But most of these things have been talked about at length.
AI is also going to expand the class divide and the wealth gap. It’s already upending many different industries. It’s already harming the entry-level white-collar job market. It’s already destroying local ecosystems. It’s already being used in mortgage/criminal justice/health care access/state surveillance and so much more to sort people and deny access.
College students are likely aware of the deep injustices that are being perpetrated with AI; my students talk about this constantly. They share their anxieties about environmental collapse. They talk about digital red lining and racial-and-gender bias in algorithms. They worry about AI-interviews, predatory AI gig work, and AI-driven algorithms for sorting job applicants.
They share their love of physical media like records and CDs, notebooks and stickers.
And they talk about their frustration with universities waffling on AI policies, jumping into corporate partnerships that unleash AI on them (whether they want it, use it, are addicted to it, or refuse it).

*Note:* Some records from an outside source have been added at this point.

PR #18064, opened 2019-06-06
Fix ruleset editor

pipboy96:
This is how appearing effect looks like: https://raw.githubusercontent.com/pipboy96/https-everywhere/raw/tmp/fix-ruleset-editor.mp4


Hainish:
Thanks!

PR #18066, opened 2019-06-06
 Remove rulesets from coverage whitelist if they pass the coverage test

pipboy96:
Feel free to cherry-pick the first commit and run `ruleset-whitelist-cleanup.sh` separately.


Hainish:
This seems to have changed the ordering of some lines without changing anything else.  The previous ordering was sorted with https://github.com/EFForg/https-everywhere/blob/master/utils/ruleset-whitelist-cleanup.sh#L41

pipboy96:
@Hainish I have noticed that. Seems this script has somehow lost its case insensitivity.

PR #18068, opened 2019-06-07
Run node utils/trivialize-rules/trivialize-targets.js

cschanaj:
This is a follow-up PR for #17855 

There is around 500+ targets which are gone from DNS, however I am not going to handle the fetch errors in the PR. 

Besides, it surprises me that the node `URL` object accepts hostname with leading dots. This make the script from #18068 a little buggy. Since it is not possible to whitelist rulesets from schematic errors, Travis failed. The problematic rulesets are fixed in eef2855  

```bash
$ node
> new URL('https://.example.com/')
URL {
  href: 'https://.example.com/',
  origin: 'https://.example.com',
  protocol: 'https:',
  username: '',
  password: '',
  host: '.example.com',
  hostname: '.example.com',
  port: '',
  pathname: '/',
  search: '',
  searchParams: URLSearchParams {},
  hash: '' }

```

```
$ node --expose-gc utils/memusage.js

[Before]
Initial usage: 42 MB
Maximum usage: 77.8 MB

[After]
Initial usage: 42.3 MB
Maximum usage: 77.6 MB
```


cschanaj:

Sure, there are the stories of students who heavily rely on AI to complete their degrees. There are the interviews with students who have so deeply embedded AI into their learning infrastructure that they cannot distinguish between what they produce and what AI produces for them. And there are the stories of students who are addicted to AI, even though they know it is likely tanking their critical thinking and attention skills.
But rather than blame students for both hating and using AI to move through college, it’s important to understand how higher education’s mixed messages on AI use and the recent full-throated embrace of AI by most higher education administrators is part and parcel of the problem.
Universities were once moral and intellectual centers of discourse. However, we’ve lost the trust of the public over the past decade: confidence in higher education has fallen by 21%. In a moment when high costs, precarious work, and pessimism about the future are coalescing to create a new fatalism (which we see in our politics, in our media, in popular culture), higher education can be an antidote, but we’re not rising to meet the moment.
Instead, most institutions are following similar playbooks laid out by consulting firms backed by venture capital that have already destroyed so many other sectors of our economy (and contributed to this disillusionment). Colleges and universities are becoming a monoculture—one interchangeable with another—which is bad for institutional trust-building, cultivation of belonging, and attracting and retaining students (the holy grail of administrators).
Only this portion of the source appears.